Wow..that's so pessimistic. You have to heal and get over your marriage and eventually things WILL get better. You'll stop caring about the Ex. It will happen. You need to get engaged and enjoy LIFE again! It's not all about your marriage and relationships! There's lots of things you can do aside from all that. There's a whole world waiting for you. Just go out and enjoy it! 

Life is a banquet and most people are starving to death..don't be one of them!

In the meantime look for some sex toys to keep you physically satisfied. No, it's the same but at least you can roll over and go to sleep and not feel guilty.


----------



## EleGirl (Dec 3, 2011)

I guess time flies when you are not having any fun... so sorry


----------



## phaber6 (Mar 15, 2012)

....hey, I went for 14 months once and thru the whole time the only woman that touched me was the girl that cut my hair. Having her that close was really something. I maintained a no. 1 thru the whole time

Elegirl, don't wanta hitch the thread but I wrote response to your query re my son under the baby loss thread, this has been a big issue for me, like to know what you see in it....


----------



## Nsweet (Mar 3, 2012)

It's been over a year for me as well. The sex we had before was ok at best, but it seemed she was just going through the motions before she left. This was back on new years of last year on her bedroom floor, because her POS bed was too noisy:smthumbup:.

The odd thing was the claimed it was incredible when we we're talking after filing. I take pride in my sex a couldn't help but feel insulted because I've been better. What hurts was that she wanted to talk about it to mentally compare me with what sex with the OM would seem like. I'm a psych nerd, not an idiot!

I'm still not ready to move on and I guess like you angelpixie I still carry a torch for my spouse. I can't bring myself to go out and get laid and cheat on our marriage or get my rocks off. I've had my chances but something deep down kept me from sinking so low. I've got two fleshlights for that need and enough self respect to not be a cheater:rofl:.
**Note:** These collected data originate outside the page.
PR #638, opened 2022-06-25
Trivial case for `cumsum`

mcabbott:
Needed for https://github.com/FluxML/Zygote.jl/pull/1253


mzgubic (approved):
Thanks! LGTM, just needs a version bump.

Issue #640, opened 2022-06-28
Support L, U and factors in Cholesky


rofinn:
In relation to other comments [here](https://github.com/invenia/Nabla.jl/issues/216) and [here](https://github.com/invenia/Nabla.jl/pull/217) I think we should read support for `getproperty(::Tangent{<:Cholesky}, ...)` with `:U` or `:L` along with `:factors`. This would make release 1.35.3 slightly less breaking.

https://github.com/invenia/Nabla.jl/pull/217/files#diff-a51816a450e57348c1c90d807b0a793092bb7e368d759102888820eb2e0ee025R55

PR #641, opened 2022-06-29
Add getproperty for Tangent{<:Cholesky}

rofinn:
Initial code for closing #640. I'm open to changing what it checks, but this seems like any easy way to minimize breaking changes for now.

### DIFF
--- a/src/rulesets/LinearAlgebra/factorization.jl
+++ b/src/rulesets/LinearAlgebra/factorization.jl
@@ -578,3 +578,11 @@ function _x_divide_conj_y(x, y)
     z = x / conj(y)
     return iszero(x) ? zero(z) : z
 end
+
+# Support both factors and U / L properties on cholesky tangent types
+# TOODO: Maybe we should check the type of U or L first?
+function Base.getproperty(tangent::Tangent{P, T}, sym::Symbol) where {P <: Cholesky, T <: NamedTuple}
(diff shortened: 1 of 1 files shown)


devmotion:
My intuition is that we would want `getproperty(x::Tangent{<:Cholesky}, :U) == getproperty(x::Tangent{<:Cholesky}, :L)'`. I think that's not satisfied by the PR?

I guess it might also be useful to define `getproperty(x::Tangent{<:Cholesky}, :UL)` (at least for completeness and to avoid `ZeroTangent`s in that case as well).

sethaxen:
One of the challenges with this approach is that we can't capture the logic present in this rule:
https://github.com/JuliaDiff/ChainRules.jl/blob/6ff4c319f8fd25f27636d28144d78c92f81d8753/src/rulesets/LinearAlgebra/factorization.jl#L531-L543

Because we don't have access to the `Cholesky` object's `uplo` field, we don't know the relationship between `factors`, `U`, and `L`. e.g. if `uplo=='L'`, then a user requesting `ΔC.L` should be given `LowerTriangular(ΔC.factors)`, and a user requesting `ΔC.U` should be given `LowerTriangular(ΔC.factors)'`, but the case is completely different if `uplo=='U'`. Currently this rule will only work when `Symbol(C.uplo) == sym`. I'm not certain if/how this can be resolved, short of modifying `Tangent` to include metadata from the primal object.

At least I can say I never cheated.


----------



## phaber6 (Mar 15, 2012)

Hey,

Sure its been a year with no sex...BUT

...its been a year without maybe the rows, arguaments
...maybe a year of feeling lonely in bed with the other person next to you
...a year free of of suspecting you've been cheated on

I'm really trying to not reinvent the relationship I had as what I'm currently missing. I find this helps.


----------



## Dollystanford (Mar 14, 2012)

funnily enough it's not the sex I miss - the very few times we've done it over the past year or two frankly have been boring and I've wanted to get it over with

I want to get my hot body back and then go and test it out on some lucky guy ha ha ha


----------



## angelpixie (Mar 2, 2012)

phaber6 said:


> ....hey, I went for 14 months once and thru the whole time the only woman that touched me was the girl that cut my hair. Having her that close was really something. I maintained a no. 1 thru the whole time


On Halloween, when I was still in my 'sassy' phase, I went to a screening of Rocky Horror Picture Show -- by myself, in costume. NEVER done anything like that before: blond wig, red fishnets, corset, rhumba pants and high-heeled lace-up tennis shoe boots I found at a garage sale.  I can't believe I actually did that! But, anyway, during the song Toucha Toucha Toucha Touch Me, the 'hosts' of the screening went to everyone and were giving silly little shoulder & neck massages to the audience members. I realized it was the first time in 6 months that I had been touched on my shoulders or neck, much less massaged. That contact felt so good -- then I had to remember that I was getting mine from a very tall guy in Dr. Frankenfurter drag - wig, lingerie, make-up, the whole thing. I thought that was bizarrely hilarious. :rofl:


----------



## Nsweet (Mar 3, 2012)

angelpixie said:


> On Halloween, when I was still in my 'sassy' phase, I went to a screening of Rocky Horror Picture Show -- by myself, in costume. NEVER done anything like that before: blond wig, red fishnets, corset, rhumba pants and high-heeled lace-up tennis shoe boots I found at a garage sale.  I can't believe I actually did that! But, anyway, during the song Toucha Toucha Toucha Touch Me, the 'hosts' of the screening went to everyone and were giving silly little shoulder & neck massages to the audience members. I realized it was the first time in 6 months that I had been touched on my shoulders or neck, much less massaged. That contact felt so good -- then I had to remember that I was getting mine from a very tall guy in Dr. Frankenfurter drag - wig, lingerie, make-up, the whole thing. I thought that was bizarrely hilarious. :rofl:


You must of been quite the science fiction double feature, eh.:rofl:


----------



## nice777guy (Nov 23, 2009)

angelpixie said:


> On Halloween, when I was still in my 'sassy' phase, I went to a screening of Rocky Horror Picture Show -- by myself, in costume. NEVER done anything like that before: blond wig, red fishnets, corset, rhumba pants and high-heeled lace-up tennis shoe boots I found at a garage sale.  I can't believe I actually did that! But, anyway, during the song Toucha Toucha Toucha Touch Me, the 'hosts' of the screening went to everyone and were giving silly little shoulder & neck massages to the audience members. I realized it was the first time in 6 months that I had been touched on my shoulders or neck, much less massaged. That contact felt so good -- then I had to remember that I was getting mine from a very tall guy in Dr. Frankenfurter drag - wig, lingerie, make-up, the whole thing. I thought that was bizarrely hilarious. :rofl:


That is so cool!!! Sounds like a blast! And took some guts to do that all alone too - be proud of yourself for getting out and having some fun!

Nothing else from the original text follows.